The first thing I do is to spray the heads with water to make the skin become soft and pliable. There are a few reasons for doing this, skin (and wood) are hygroscopic which means that they absorb and release moisture. If it is cold and dry, our own skin suffers, if we stay in the bath too long it becomes baggy soft and wrinkly. Therefore we utilise this property to our own advantage.
First of all by wetting the playing surface (but leaving the lapping dry), the strain is taken off the flesh hoop allowing it to flatten. When the head is put on the drum, the skin will mould itself to the profile of the bearing creating a good contact. If this is not done, then the head may buzz in the areas where there is a fraction of a millimeter gap. Lastly, it can be easily stretched, so that when I put it on the drum, I can pull the skin down the sides of the drum and create a collar.
However, in use, the hygroscopic nature of the skin can be a problem, well judging on what I see coming in for repair, it is a problem. Therefore I have written a post in the Every Percussionist Should Know… series called: …How to look after vellum heads.
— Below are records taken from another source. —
PR #497, opened 2023-10-18
Clone router map before returning it to user

HRogge:
mux/Router.GetRoutes() leaks access to the (lock-protected) internal map of the router. Clone the map before returning it to the user.

### DIFF
--- a/mux/router.go
+++ b/mux/router.go
@@ -9,8 +9,7 @@ import (
 	"github.com/plgd-dev/go-coap/v3/message"
 	"github.com/plgd-dev/go-coap/v3/message/codes"
 	"github.com/plgd-dev/go-coap/v3/message/pool"
-	// TODO: switch to non-exp maps package when dependency hits 1.20
-	"golang.org/x/exp/maps"
+	"golang.org/x/exp/maps" // TODO: switch to non-exp maps package when dependency hits 1.20
 )
 
 type ResponseWriter = interface {
--- a/mux/router.go
+++ b/mux/router.go
@@ -6,12 +6,11 @@ import (
 	"io"
 	"sync"
 
-	// TODO: switch to non-exp maps package when dependency hits 1.20
-	"golang.org/x/exp/maps"
-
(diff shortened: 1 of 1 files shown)


mux/router.go
```diff
@@ -6,6 +6,9 @@ import (
 	"io"
 	"sync"
 
+	// TODO: switch to non-exp maps package when dependency hits 1.20
+	"golang.org/x/exp/maps"
```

Whilst the drum heads are softening, I prepare the bearing edge by lightly sanding it so that all the dirt and proud wood fibres are removed. I want a nice smooth surface for the head to slide over when it is being tuned. To further help the head slide, and to prevent it from sticking to the wood (the proteins in skin make exceptionally strong adhesives) I lubricate/seal the surface with tallow.
Now it is just a case of threading the long bit of rope through the counter hoops and buffs, and tightening it up.
The drum above is the shell that I painted to make it look, “as natural as possible,” as was the remit. It has new rope and the new buffs I made above. To remind yo what it looked like I shall end with a before after picture.